___ EXTRACTED INFORMATION ___
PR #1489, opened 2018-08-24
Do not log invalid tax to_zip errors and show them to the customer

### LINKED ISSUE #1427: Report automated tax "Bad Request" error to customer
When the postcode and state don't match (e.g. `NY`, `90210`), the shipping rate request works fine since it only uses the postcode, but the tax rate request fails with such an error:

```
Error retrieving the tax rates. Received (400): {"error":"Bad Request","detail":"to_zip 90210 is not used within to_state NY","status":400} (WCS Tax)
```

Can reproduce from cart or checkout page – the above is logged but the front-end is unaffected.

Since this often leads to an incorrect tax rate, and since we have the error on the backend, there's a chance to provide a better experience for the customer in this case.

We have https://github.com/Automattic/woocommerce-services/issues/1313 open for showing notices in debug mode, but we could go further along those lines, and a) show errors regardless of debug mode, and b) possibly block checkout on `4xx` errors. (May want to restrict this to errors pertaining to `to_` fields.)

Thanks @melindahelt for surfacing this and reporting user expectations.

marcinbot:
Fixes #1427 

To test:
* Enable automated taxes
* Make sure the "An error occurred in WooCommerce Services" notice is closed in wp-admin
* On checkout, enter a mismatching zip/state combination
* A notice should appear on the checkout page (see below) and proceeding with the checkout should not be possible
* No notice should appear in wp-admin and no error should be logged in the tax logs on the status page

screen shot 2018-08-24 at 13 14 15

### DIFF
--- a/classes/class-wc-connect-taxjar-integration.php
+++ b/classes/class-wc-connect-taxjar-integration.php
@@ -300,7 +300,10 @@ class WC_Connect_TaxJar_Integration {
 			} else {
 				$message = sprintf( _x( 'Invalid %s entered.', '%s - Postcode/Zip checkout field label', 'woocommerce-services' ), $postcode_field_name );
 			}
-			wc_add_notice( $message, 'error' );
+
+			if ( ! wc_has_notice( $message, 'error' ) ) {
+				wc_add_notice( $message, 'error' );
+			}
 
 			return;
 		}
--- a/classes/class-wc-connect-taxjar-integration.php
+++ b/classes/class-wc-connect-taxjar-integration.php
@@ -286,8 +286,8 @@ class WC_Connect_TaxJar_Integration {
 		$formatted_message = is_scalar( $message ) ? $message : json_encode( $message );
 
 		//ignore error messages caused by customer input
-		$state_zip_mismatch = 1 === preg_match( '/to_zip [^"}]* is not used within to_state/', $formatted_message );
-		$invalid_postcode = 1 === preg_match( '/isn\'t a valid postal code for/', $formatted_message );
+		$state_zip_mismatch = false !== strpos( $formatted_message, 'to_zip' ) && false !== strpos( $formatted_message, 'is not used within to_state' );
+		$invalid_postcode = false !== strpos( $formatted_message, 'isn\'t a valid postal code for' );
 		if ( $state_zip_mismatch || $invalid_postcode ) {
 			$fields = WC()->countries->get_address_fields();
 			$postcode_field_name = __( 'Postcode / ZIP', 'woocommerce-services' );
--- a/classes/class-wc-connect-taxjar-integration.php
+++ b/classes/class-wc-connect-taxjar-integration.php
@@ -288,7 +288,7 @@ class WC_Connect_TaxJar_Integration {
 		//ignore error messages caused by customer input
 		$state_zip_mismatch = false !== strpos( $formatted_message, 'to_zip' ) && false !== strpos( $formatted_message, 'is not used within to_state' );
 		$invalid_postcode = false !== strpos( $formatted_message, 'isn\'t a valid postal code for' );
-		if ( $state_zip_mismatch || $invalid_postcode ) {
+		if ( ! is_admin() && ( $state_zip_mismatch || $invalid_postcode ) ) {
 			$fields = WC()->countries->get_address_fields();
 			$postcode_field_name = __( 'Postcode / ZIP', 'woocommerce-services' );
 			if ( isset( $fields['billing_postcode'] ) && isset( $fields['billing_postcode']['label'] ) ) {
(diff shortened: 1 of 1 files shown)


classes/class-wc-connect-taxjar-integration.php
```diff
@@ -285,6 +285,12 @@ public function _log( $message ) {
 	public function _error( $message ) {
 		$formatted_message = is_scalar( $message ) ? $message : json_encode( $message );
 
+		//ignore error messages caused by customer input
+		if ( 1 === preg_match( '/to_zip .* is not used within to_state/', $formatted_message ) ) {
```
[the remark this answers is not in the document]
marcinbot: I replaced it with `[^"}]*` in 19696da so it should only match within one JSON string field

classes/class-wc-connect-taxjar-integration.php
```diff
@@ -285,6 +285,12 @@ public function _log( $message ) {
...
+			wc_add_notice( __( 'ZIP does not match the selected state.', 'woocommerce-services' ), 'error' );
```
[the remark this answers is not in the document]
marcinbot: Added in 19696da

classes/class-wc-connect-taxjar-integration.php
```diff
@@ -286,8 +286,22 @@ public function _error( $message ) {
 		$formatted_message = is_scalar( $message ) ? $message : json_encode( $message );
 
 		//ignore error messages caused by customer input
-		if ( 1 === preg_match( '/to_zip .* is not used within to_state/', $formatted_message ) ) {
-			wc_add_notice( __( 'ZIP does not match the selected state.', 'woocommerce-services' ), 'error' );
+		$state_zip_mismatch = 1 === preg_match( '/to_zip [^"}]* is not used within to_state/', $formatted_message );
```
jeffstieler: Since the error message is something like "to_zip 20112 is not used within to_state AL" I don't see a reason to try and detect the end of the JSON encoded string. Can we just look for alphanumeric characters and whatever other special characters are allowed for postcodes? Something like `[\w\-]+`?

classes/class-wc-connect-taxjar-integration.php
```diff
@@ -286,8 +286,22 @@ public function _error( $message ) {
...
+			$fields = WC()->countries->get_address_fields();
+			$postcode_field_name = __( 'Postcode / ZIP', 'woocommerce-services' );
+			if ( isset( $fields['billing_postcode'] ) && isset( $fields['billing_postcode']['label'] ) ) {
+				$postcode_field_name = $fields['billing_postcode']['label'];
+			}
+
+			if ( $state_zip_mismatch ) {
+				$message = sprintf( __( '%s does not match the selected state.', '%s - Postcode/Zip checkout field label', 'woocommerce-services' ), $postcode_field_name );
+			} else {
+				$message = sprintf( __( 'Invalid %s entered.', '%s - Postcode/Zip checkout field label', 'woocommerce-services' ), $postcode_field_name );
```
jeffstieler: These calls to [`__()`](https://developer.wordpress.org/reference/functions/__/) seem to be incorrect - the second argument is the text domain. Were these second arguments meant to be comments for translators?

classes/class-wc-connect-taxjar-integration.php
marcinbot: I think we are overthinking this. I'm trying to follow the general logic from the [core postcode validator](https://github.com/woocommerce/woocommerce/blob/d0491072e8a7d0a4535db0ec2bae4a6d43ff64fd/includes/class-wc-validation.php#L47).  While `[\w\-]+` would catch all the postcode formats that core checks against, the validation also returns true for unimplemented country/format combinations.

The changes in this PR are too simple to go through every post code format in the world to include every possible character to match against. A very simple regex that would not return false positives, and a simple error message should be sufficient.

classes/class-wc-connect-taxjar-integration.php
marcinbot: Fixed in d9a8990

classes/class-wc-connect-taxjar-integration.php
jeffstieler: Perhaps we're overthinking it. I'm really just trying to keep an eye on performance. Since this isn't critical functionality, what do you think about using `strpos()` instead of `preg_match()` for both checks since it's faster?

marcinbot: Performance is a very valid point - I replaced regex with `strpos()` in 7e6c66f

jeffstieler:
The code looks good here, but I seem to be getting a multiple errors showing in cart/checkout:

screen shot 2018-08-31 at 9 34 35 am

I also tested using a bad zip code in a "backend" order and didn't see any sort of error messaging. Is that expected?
___
__WHAT IS EXPECTED__. Give every record again, exactly as it appears.

__OUTPUT FOR THIS TASK__.
PR #1489, opened 2018-08-24
Do not log invalid tax to_zip errors and show them to the customer

### LINKED ISSUE #1427: Report automated tax "Bad Request" error to customer
When the postcode and state don't match (e.g. `NY`, `90210`), the shipping rate request works fine since it only uses the postcode, but the tax rate request fails with such an error:

```
Error retrieving the tax rates. Received (400): {"error":"Bad Request","detail":"to_zip 90210 is not used within to_state NY","status":400} (WCS Tax)
```

Can reproduce from cart or checkout page – the above is logged but the front-end is unaffected.

Since this often leads to an incorrect tax rate, and since we have the error on the backend, there's a chance to provide a better experience for the customer in this case.

We have https://github.com/Automattic/woocommerce-services/issues/1313 open for showing notices in debug mode, but we could go further along those lines, and a) show errors regardless of debug mode, and b) possibly block checkout on `4xx` errors. (May want to restrict this to errors pertaining to `to_` fields.)

Thanks @melindahelt for surfacing this and reporting user expectations.

marcinbot:
Fixes #1427 

To test:
* Enable automated taxes
* Make sure the "An error occurred in WooCommerce Services" notice is closed in wp-admin
* On checkout, enter a mismatching zip/state combination
* A notice should appear on the checkout page (see below) and proceeding with the checkout should not be possible
* No notice should appear in wp-admin and no error should be logged in the tax logs on the status page

screen shot 2018-08-24 at 13 14 15

### DIFF
--- a/classes/class-wc-connect-taxjar-integration.php
+++ b/classes/class-wc-connect-taxjar-integration.php
@@ -300,7 +300,10 @@ class WC_Connect_TaxJar_Integration {
 			} else {
 				$message = sprintf( _x( 'Invalid %s entered.', '%s - Postcode/Zip checkout field label', 'woocommerce-services' ), $postcode_field_name );
 			}
-			wc_add_notice( $message, 'error' );
+
+			if ( ! wc_has_notice( $message, 'error' ) ) {
+				wc_add_notice( $message, 'error' );
+			}
 
 			return;
 		}
--- a/classes/class-wc-connect-taxjar-integration.php
+++ b/classes/class-wc-connect-taxjar-integration.php
@@ -286,8 +286,8 @@ class WC_Connect_TaxJar_Integration {
 		$formatted_message = is_scalar( $message ) ? $message : json_encode( $message );
 
 		//ignore error messages caused by customer input
-		$state_zip_mismatch = 1 === preg_match( '/to_zip [^"}]* is not used within to_state/', $formatted_message );
-		$invalid_postcode = 1 === preg_match( '/isn\'t a valid postal code for/', $formatted_message );
+		$state_zip_mismatch = false !== strpos( $formatted_message, 'to_zip' ) && false !== strpos( $formatted_message, 'is not used within to_state' );
+		$invalid_postcode = false !== strpos( $formatted_message, 'isn\'t a valid postal code for' );
 		if ( $state_zip_mismatch || $invalid_postcode ) {
 			$fields = WC()->countries->get_address_fields();
 			$postcode_field_name = __( 'Postcode / ZIP', 'woocommerce-services' );
--- a/classes/class-wc-connect-taxjar-integration.php
+++ b/classes/class-wc-connect-taxjar-integration.php
@@ -288,7 +288,7 @@ class WC_Connect_TaxJar_Integration {
 		//ignore error messages caused by customer input
 		$state_zip_mismatch = false !== strpos( $formatted_message, 'to_zip' ) && false !== strpos( $formatted_message, 'is not used within to_state' );
 		$invalid_postcode = false !== strpos( $formatted_message, 'isn\'t a valid postal code for' );
-		if ( $state_zip_mismatch || $invalid_postcode ) {
+		if ( ! is_admin() && ( $state_zip_mismatch || $invalid_postcode ) ) {
 			$fields = WC()->countries->get_address_fields();
 			$postcode_field_name = __( 'Postcode / ZIP', 'woocommerce-services' );
 			if ( isset( $fields['billing_postcode'] ) && isset( $fields['billing_postcode']['label'] ) ) {
(diff shortened: 1 of 1 files shown)


classes/class-wc-connect-taxjar-integration.php
```diff
@@ -285,6 +285,12 @@ public function _log( $message ) {
 	public function _error( $message ) {
 		$formatted_message = is_scalar( $message ) ? $message : json_encode( $message );
 
+		//ignore error messages caused by customer input
+		if ( 1 === preg_match( '/to_zip .* is not used within to_state/', $formatted_message ) ) {
```
[the remark this answers is not in the document]
marcinbot: I replaced it with `[^"}]*` in 19696da so it should only match within one JSON string field

classes/class-wc-connect-taxjar-integration.php
```diff
@@ -285,6 +285,12 @@ public function _log( $message ) {
...
+			wc_add_notice( __( 'ZIP does not match the selected state.', 'woocommerce-services' ), 'error' );
```
[the remark this answers is not in the document]
marcinbot: Added in 19696da

classes/class-wc-connect-taxjar-integration.php
```diff
@@ -286,8 +286,22 @@ public function _error( $message ) {
 		$formatted_message = is_scalar( $message ) ? $message : json_encode( $message );
 
 		//ignore error messages caused by customer input
-		if ( 1 === preg_match( '/to_zip .* is not used within to_state/', $formatted_message ) ) {
-			wc_add_notice( __( 'ZIP does not match the selected state.', 'woocommerce-services' ), 'error' );
+		$state_zip_mismatch = 1 === preg_match( '/to_zip [^"}]* is not used within to_state/', $formatted_message );
```
jeffstieler: Since the error message is something like "to_zip 20112 is not used within to_state AL" I don't see a reason to try and detect the end of the JSON encoded string. Can we just look for alphanumeric characters and whatever other special characters are allowed for postcodes? Something like `[\w\-]+`?

classes/class-wc-connect-taxjar-integration.php
```diff
@@ -286,8 +286,22 @@ public function _error( $message ) {
...
+			$fields = WC()->countries->get_address_fields();
+			$postcode_field_name = __( 'Postcode / ZIP', 'woocommerce-services' );
+			if ( isset( $fields['billing_postcode'] ) && isset( $fields['billing_postcode']['label'] ) ) {
+				$postcode_field_name = $fields['billing_postcode']['label'];
+			}
+
+			if ( $state_zip_mismatch ) {
+				$message = sprintf( __( '%s does not match the selected state.', '%s - Postcode/Zip checkout field label', 'woocommerce-services' ), $postcode_field_name );
+			} else {
+				$message = sprintf( __( 'Invalid %s entered.', '%s - Postcode/Zip checkout field label', 'woocommerce-services' ), $postcode_field_name );
```
jeffstieler: These calls to [`__()`](https://developer.wordpress.org/reference/functions/__/) seem to be incorrect - the second argument is the text domain. Were these second arguments meant to be comments for translators?

classes/class-wc-connect-taxjar-integration.php
marcinbot: I think we are overthinking this. I'm trying to follow the general logic from the [core postcode validator](https://github.com/woocommerce/woocommerce/blob/d0491072e8a7d0a4535db0ec2bae4a6d43ff64fd/includes/class-wc-validation.php#L47).  While `[\w\-]+` would catch all the postcode formats that core checks against, the validation also returns true for unimplemented country/format combinations.

The changes in this PR are too simple to go through every post code format in the world to include every possible character to match against. A very simple regex that would not return false positives, and a simple error message should be sufficient.

classes/class-wc-connect-taxjar-integration.php
marcinbot: Fixed in d9a8990

classes/class-wc-connect-taxjar-integration.php
jeffstieler: Perhaps we're overthinking it. I'm really just trying to keep an eye on performance. Since this isn't critical functionality, what do you think about using `strpos()` instead of `preg_match()` for both checks since it's faster?

marcinbot: Performance is a very valid point - I replaced regex with `strpos()` in 7e6c66f

jeffstieler:
The code looks good here, but I seem to be getting a multiple errors showing in cart/checkout:

screen shot 2018-08-31 at 9 34 35 am

I also tested using a bad zip code in a "backend" order and didn't see any sort of error messaging. Is that expected?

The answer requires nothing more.